[Opening EXERCISE INPUTS section]

PR #5952, opened 2025-07-02
[accelerator] accelerator referral code rev share

nymkappa:
Required companion PR to https://github.com/mempool/mempool.space/pull/1728

### DIFF
--- a/frontend/src/app/components/tracker/tracker.component.ts
+++ b/frontend/src/app/components/tracker/tracker.component.ts
@@ -160,6 +160,8 @@ export class TrackerComponent implements OnInit, OnDestroy {
     this.referralCode = fragmentsParams.get('referralCode') ?? this.storageService.getValue('referralCode') ?? undefined;
     if (this.referralCode) {
       this.storageService.setValue('referralCode', this.referralCode);
+      // Cleanup referralCode from url after storing it in localStorage to avoid re-use upon page reload
+      window.location.hash = window.location.hash.replace(`&referralCode=${this.referralCode}`, '').replace(`#referralCode=${this.referralCode}`, '');
     }
 
     this.acceleratorAvailable = this.stateService.env.OFFICIAL_MEMPOOL_SPACE && this.stateService.env.ACCELERATOR && this.stateService.network === '';
--- a/frontend/src/app/components/transaction/transaction.component.ts
+++ b/frontend/src/app/components/transaction/transaction.component.ts
@@ -215,6 +215,8 @@ export class TransactionComponent implements OnInit, AfterViewInit, OnDestroy {
     this.referralCode = fragmentsParams.get('referralCode') ?? this.storageService.getValue('referralCode') ?? undefined;
     if (this.referralCode) {
       this.storageService.setValue('referralCode', this.referralCode);
+      // Cleanup referralCode from url after storing it in localStorage to avoid re-use upon page reload
+      window.location.hash = window.location.hash.replace(`&referralCode=${this.referralCode}`, '').replace(`#referralCode=${this.referralCode}`, '');
     }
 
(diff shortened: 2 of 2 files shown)


frontend/src/app/components/transaction/transaction.component.ts
```diff
@@ -209,6 +210,13 @@ export class TransactionComponent implements OnInit, AfterViewInit, OnDestroy {
     const urlParams = new URLSearchParams(window.location.search);
     this.forceAccelerationSummary = !!urlParams.get('cash_request_id');
 
+    // Accelerator referral code
+    const fragmentsParams = new URLSearchParams(window.location.hash);
```
mononaut: we typically access URL fragments via the route.fragment observable (and there's already a subscription which calls an `updateFragmentParams` method for handling in the transaction component)

otherwise if you want to use `window.location.hash` directly you need to remember to strip the leading '#', otherwise the first param ends up like `#referralCode` instead of `referralCode` and you won't get the behavior you expect.

mononaut: oh, lol, copilot beat me to it 😅

frontend/src/app/components/tracker/tracker.component.ts
```diff
@@ -147,12 +148,20 @@ export class TrackerComponent implements OnInit, OnDestroy {
...
     private zone: NgZone,
+    private storageService: StorageService,
     @Inject(ZONE_SERVICE) private zoneService: any,
   ) {}
 
   ngOnInit() {
     this.onResize();
 
+    // Accelerator referral code in fragment
+    const fragmentsParams = new URLSearchParams(window.location.hash);
```
mononaut: same issue again, either strip the leading '#' or use the route.fragment observable which handles it for you.

frontend/src/app/components/accelerate-checkout/accelerate-checkout.component.ts
```diff
@@ -531,9 +534,11 @@ export class AccelerateCheckout implements OnInit, OnDestroy {
                   tokenResult.token,
                   cardTag,
                   `accelerator-${this.tx.txid.substring(0, 15)}-${Math.round(new Date().getTime() / 1000)}`,
-                  costUSD
+                  costUSD,
+                  this.referralCode
                 ).subscribe({
                   next: (response) => {
+                    this.storageService.removeItem('referralCode'); // Consume localStorage referralCode
```
mononaut, line 541: we remove the referral code from localStorage when an acceleration request successfully goes through, but since the fragment is still in the URL it gets added right back (and then probably not cleared) if the user refreshes the page.

I'd suggest stripping the `referralCode` fragment out of the URL as soon as we parse it and add it to local storage.

mononaut (approved):
Tested ACK @ [77cdb5fc]

Works nicely!

frontend/src/app/components/transaction/transaction.component.ts
nymkappa: yeah I noticed the comment but assumed we will always have the #accelerate fist, which of course is a buggy assumption so I'll fix lol

nymkappa: Regarding the use of observables all the time... while it makes sense to use it if you need real time update upon change, I don't see the point of using rxjs aside over-complicating a thing that should stay extremely simple _(and it's clearly not simple to integrate properly as shown by the good old `setTimeout(()=>{}, 0)` in the `updateFragmentParams` function)_. Vanilla javascript still works even in an Angular framework 😄.

frontend/src/app/components/accelerate-checkout/accelerate-checkout.component.ts
nymkappa: [This feels hacky](https://github.com/mempool/mempool/pull/5952/changes/1a136aa59e9587272aa08bcae39f4c96f93723ae) but this works well. I'm not sure how Angular would like that though lol

I could not find a way to do this using the router class

PR #5953, opened 2025-07-02
Fill signatures data on transaction preview page

natsoni:
Builds on #5951

This PR adds support to the `tx/preview` page for pre-filling missing signature data in partially signed transactions.

Signatures weight are calculated for the following input formats: 
- P2PKH
- P2SH with wrapped multisig, P2WPKH and P2WSH
- P2WPKH
- P2WSH with wrapped multisig
- P2TR key spend and script spend (simple `CHECKSIG` script or multisig)
- P2PK
- P2MS (bare multisig)

Weight and size of the fully signed transaction are calculated and shown:

Screenshot 2025-07-02 at 15 32 02

Also, broadcast button is disabled if at least one signature is missing, see the signing process of [this transaction](https://mempool.space/testnet4/tx/335dac852bc354ae6edbe41f2c26a61963d1563388bba5363d6a9c8e2455fee2):

signing-process

<details>
<summary>With signature details</summary>

signing_details

</details>


frontend/src/app/components/transaction/transaction-raw.component.ts
```diff
@@ -156,18 +170,52 @@ export class TransactionRawComponent implements OnInit, OnDestroy {
...
+  checkSignatures(transaction: Transaction, hex: string): void {
+    let missingWitnessBytes = 0;
+    let missingNonWitnessBytes = 0;
+
+    let isSegwitTransaction = hex.substring(8, 10) === '00' && hex.substring(10, 12) === '01';
+    transaction.vin.forEach(vin => {
+      addInnerScriptsToVin(vin);
+      const result = fillUnsignedInput(vin);
+      vin['_missingSigs'] = result.missingSigs;
+      result.addToWitness ? missingWitnessBytes += result.bytes : missingNonWitnessBytes += result.bytes;
```
mononaut: this side-effect-only ternary expression feels a bit gross - I think it would be much more readable as a simple if-statement.

frontend/src/app/components/transaction/transaction-raw.component.ts
```diff
@@ -156,18 +170,52 @@ export class TransactionRawComponent implements OnInit, OnDestroy {
...
+      if (result.addToWitness && !isSegwitTransaction) {
+        missingWitnessBytes += 2; // marker and flag
+        missingWitnessBytes += transaction.vin.length; // 1 byte compact size per input (assume witness stack count < 253)
+        isSegwitTransaction = true;
+      }
+    });
```
mononaut: shouldn't checking for the witness flag above (line 179) be sufficient? If we're seeing surprise witness inputs while the flag is missing I think the transaction is probably malformed?

mononaut: oh, I see that this code *is* triggered for unsigned transactions with witness inputs even if the witness flag was set 🤔

I guess the hex string being passed in here isn't the raw user input, but something re-serialized after parsing it into a `Transaction`? (and the flag gets lost along the way if there's no witness data).

it's beyond the scope of this PR, but it would be good to make sure that we *don't* unexpectedly mutate the user-inputted hex or psbt, especially if it's re-exposed to the user as a URL parameter or copy raw hex button etc.

mononaut: final note - just for readability I'd update the `isSegwitTransaction` flag here inside the loop, but wait to add the missing witness bytes later outside the loop if the flag was set.

it took me a minute to spot the `!isSegwitTransaction` part of the condition and realize this block can only run once, so it looked like `+= transaction.vin.length` might happen for every segwit input.

mononaut (dismissed):
a couple of nits in the comments, but otherwise looks good!

I tested with a bunch of PSBTs from https://github.com/bitcoin/bips/blob/master/bip-0174.mediawiki#user-content-Test_Vectors, as well as some random raw txs in various states of signing and everything seems to work well.

frontend/src/app/components/transaction/transaction-raw.component.ts
natsoni: > I guess the hex string being passed in here isn't the raw user input, but something re-serialized after parsing it into a Transaction?
> it's beyond the scope of this PR, but it would be good to make sure that we don't unexpectedly mutate the user-inputted hex or psbt, especially if it's re-exposed to the user as a URL parameter or copy raw hex button etc.

Correct, and your comment makes me notice that the round-trip of de-serialize and re-serialize back to hex is not always needed. it's only needed if user input is psbt data, to add the signatures to the raw hex transaction.
I'll make another PR to update the `fromBuffer` function to return the re-serialized data only if necessary (i.e. not if user input is raw hex tx)

> final note - just for readability I'd update the isSegwitTransaction flag here inside the loop, but wait to add the missing witness bytes later outside the loop if the flag was set.
> it took me a minute to spot the !isSegwitTransaction part of the condition and realize this block can only run once, so it looked like += transaction.vin.length might happen for every segwit input.

added `segwitFlagSet` variable so that `+= transaction.vin.length` is done after the loop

[Closing EXERCISE INPUTS section]

(ASSIGNMENT): The expected output is one number, the tally of lines above containing "leading".

(REPLY TO THE TASK): 2